Energy in Yemen describes energy and electricity production, consumption and import in Yemen. Yemen is net energy exporter.

Primary energy use in Yemen was 87 TWh and 4 TWh/million people in 2008 and 88 TWh (4 TWh/M) in 2009.

== Overview ==

According to the World Bank, Yemen has the lowest level of electricity connection in the Middle East, with only 40% of the population having access to electricity. Rural areas are particularly badly affected. Industrial concerns, hospitals and hotels have their own back-up generators. To address these shortages, a 340-MW gas-fired power plant is under construction-and close to completion-at Marib. Further expansion to the facility, which will add an additional 400 MW of output, is planned. Yemen has received considerable support for the development of its power generation network in recent years, with contributions coming from Saudi Arabia, France, the US, as well as multilateral donors such as the World Bank. Consequently, a National Rural Electrification Program is now in place and the construction of three substations, along with the necessary transmission lines, is under way. Yemen is also looking into the development of wind power, although plans for the construction of a nuclear power generating facility have been shelved.

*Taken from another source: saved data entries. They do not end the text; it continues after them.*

PR #1306, opened 2023-07-03
lig-3522: Add `use_datapool` to config

huan-lightly-0:
Add a new flag `use_datapool` to Lightly config. This flag tells the worker if it should use the datapool during a run.


guarin (approved):
LGTM

PR #1310, opened 2023-07-06
lig-3659: align import style

huan-lightly-0:
Some functions are still imported directly, which is against the convention where we prefer to import modules and then reference the functions through the modules. This PR updates those lines.


guarin (approved):
Thanks! LGTM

Electrical production was 5.665 billion kWh (2007 estimate). Electrical consumption was about 4.133 billion kWh.

Energy in Yemen
|  | Capita | Prim. energy | Production | Export | Electricity | CO_{2}-emission |
|  | Million | TWh | TWh | TWh | TWh | Mt |
| 2004 | 20.33 | 74 | 240 | 153 | 3.36 | 17.26 |
| 2007 | 22.38 | 84 | 192 | 102 | 4.50 | 20.55 |
| 2008 | 23.05 | 87 | 177 | 92 | 5.04 | 21.93 |
| 2009 | 23.58 | 88 | 177 | 93 | 5.11 | 22.18 |
| 2010 | 24.05 | 83 | 230 | 139 | 5.98 | 21.65 |
| 2012R | 23.85 | 80.5 | 176 | 94 | 4.23 | 19.97 |
| 2013 | 24.41 | 96.2 | 212 | 114 | 6.31 | 23.92 |
| Change 2004-10 | 18.3% | 12.6% | -4.1% | -9.1% | 78.0% | 25.4% |
Mtoe = 11.63 TWh, Prim. energy includes energy losses. 2012R = CO2 calculation criteria changed, numbers updated

Yemen population increased 16.0% in five years 2004–2009. According to OECD/World Bank population growth in Yemen was from 20 million to 24 million in 6 years (2004–2010).

==Business==
Yemen LNG (YLNG) is the first Liquefied natural gas (LNG) project in Yemen.